- [Action item]: Wherever the string "Unified" occurs in a line of these records, report that line.

- [Data extract]:
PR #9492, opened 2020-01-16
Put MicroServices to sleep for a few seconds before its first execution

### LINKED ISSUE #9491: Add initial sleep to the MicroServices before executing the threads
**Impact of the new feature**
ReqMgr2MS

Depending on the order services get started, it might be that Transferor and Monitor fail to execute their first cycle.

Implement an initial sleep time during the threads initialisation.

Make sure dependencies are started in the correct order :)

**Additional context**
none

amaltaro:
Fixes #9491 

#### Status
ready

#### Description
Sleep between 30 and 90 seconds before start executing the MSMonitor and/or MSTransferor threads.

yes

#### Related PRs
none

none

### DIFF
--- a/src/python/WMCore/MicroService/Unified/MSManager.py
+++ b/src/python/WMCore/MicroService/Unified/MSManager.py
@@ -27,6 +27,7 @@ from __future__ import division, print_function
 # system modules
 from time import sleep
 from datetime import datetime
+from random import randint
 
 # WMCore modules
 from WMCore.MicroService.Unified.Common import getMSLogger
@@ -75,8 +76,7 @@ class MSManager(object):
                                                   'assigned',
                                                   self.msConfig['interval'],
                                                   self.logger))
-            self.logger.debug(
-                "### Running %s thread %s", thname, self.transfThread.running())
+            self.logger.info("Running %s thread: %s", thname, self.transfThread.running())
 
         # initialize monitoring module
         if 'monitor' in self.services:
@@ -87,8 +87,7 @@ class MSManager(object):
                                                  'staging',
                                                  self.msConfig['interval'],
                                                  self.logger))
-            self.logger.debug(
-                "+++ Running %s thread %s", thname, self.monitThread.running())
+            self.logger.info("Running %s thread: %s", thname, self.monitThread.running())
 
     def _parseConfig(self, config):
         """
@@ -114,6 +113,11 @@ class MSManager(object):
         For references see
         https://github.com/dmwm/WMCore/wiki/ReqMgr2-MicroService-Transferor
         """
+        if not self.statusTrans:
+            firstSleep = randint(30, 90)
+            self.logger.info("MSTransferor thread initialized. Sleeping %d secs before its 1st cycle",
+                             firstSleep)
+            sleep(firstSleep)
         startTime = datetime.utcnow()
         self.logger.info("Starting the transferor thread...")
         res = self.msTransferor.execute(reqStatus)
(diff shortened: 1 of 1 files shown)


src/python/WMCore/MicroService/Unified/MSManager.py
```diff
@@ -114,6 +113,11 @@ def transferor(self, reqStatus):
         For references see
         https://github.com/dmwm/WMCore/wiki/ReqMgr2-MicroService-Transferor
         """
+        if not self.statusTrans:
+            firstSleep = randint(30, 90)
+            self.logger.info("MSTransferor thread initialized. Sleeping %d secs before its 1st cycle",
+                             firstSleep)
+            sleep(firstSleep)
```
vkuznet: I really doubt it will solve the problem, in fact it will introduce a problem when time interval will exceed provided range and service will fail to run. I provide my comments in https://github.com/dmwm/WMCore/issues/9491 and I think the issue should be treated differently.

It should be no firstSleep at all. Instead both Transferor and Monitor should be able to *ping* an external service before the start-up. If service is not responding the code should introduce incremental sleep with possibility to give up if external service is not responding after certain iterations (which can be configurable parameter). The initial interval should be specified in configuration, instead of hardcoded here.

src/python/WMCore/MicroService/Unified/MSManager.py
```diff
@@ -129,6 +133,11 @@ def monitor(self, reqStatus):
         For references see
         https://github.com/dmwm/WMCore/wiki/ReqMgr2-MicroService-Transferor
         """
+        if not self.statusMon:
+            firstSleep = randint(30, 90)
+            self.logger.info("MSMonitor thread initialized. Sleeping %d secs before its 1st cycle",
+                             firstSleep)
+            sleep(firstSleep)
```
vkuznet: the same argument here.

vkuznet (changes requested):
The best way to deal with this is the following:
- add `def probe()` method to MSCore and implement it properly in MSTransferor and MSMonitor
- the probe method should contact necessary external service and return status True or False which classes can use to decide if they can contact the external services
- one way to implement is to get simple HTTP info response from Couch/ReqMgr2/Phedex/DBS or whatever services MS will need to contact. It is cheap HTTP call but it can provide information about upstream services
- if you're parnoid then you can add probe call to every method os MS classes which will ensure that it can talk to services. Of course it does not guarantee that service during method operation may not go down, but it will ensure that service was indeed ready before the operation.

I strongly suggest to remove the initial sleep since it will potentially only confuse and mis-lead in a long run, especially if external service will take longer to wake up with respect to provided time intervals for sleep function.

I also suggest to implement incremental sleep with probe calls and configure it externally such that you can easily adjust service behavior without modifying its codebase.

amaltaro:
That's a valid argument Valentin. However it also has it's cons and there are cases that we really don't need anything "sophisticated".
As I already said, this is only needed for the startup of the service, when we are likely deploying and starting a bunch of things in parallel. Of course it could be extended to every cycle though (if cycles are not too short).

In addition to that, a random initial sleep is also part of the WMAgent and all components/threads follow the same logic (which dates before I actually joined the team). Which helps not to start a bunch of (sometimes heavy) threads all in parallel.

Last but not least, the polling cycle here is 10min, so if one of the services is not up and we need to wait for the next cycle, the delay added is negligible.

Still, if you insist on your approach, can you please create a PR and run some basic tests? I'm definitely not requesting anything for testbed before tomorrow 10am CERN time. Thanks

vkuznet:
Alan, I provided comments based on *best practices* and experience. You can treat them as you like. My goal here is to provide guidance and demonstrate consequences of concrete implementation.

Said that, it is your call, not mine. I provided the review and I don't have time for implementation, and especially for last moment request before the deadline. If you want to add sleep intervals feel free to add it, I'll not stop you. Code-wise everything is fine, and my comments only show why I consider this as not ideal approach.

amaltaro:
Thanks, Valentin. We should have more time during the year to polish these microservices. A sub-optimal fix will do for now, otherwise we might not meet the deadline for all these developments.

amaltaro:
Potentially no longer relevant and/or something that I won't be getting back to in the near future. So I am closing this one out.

- [Task solution]:
--- a/src/python/WMCore/MicroService/Unified/MSManager.py
+++ b/src/python/WMCore/MicroService/Unified/MSManager.py
 from WMCore.MicroService.Unified.Common import getMSLogger
src/python/WMCore/MicroService/Unified/MSManager.py
src/python/WMCore/MicroService/Unified/MSManager.py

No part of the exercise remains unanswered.